## Stored items
# # # # #

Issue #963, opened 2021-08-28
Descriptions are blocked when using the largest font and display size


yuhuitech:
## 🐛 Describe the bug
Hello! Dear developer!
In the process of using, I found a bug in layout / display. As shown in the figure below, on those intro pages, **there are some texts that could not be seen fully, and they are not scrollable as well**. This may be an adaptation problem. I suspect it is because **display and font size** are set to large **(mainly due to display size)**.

# # # # #

## TO DO
Your task is to restate, word for word, each line from the one that includes "## 🐛 Describe the bug" to the end of the records, with both ends included and nothing else.

## ANSWER
## 🐛 Describe the bug
Hello! Dear developer!
In the process of using, I found a bug in layout / display. As shown in the figure below, on those intro pages, **there are some texts that could not be seen fully, and they are not scrollable as well**. This may be an adaptation problem. I suspect it is because **display and font size** are set to large **(mainly due to display size)**.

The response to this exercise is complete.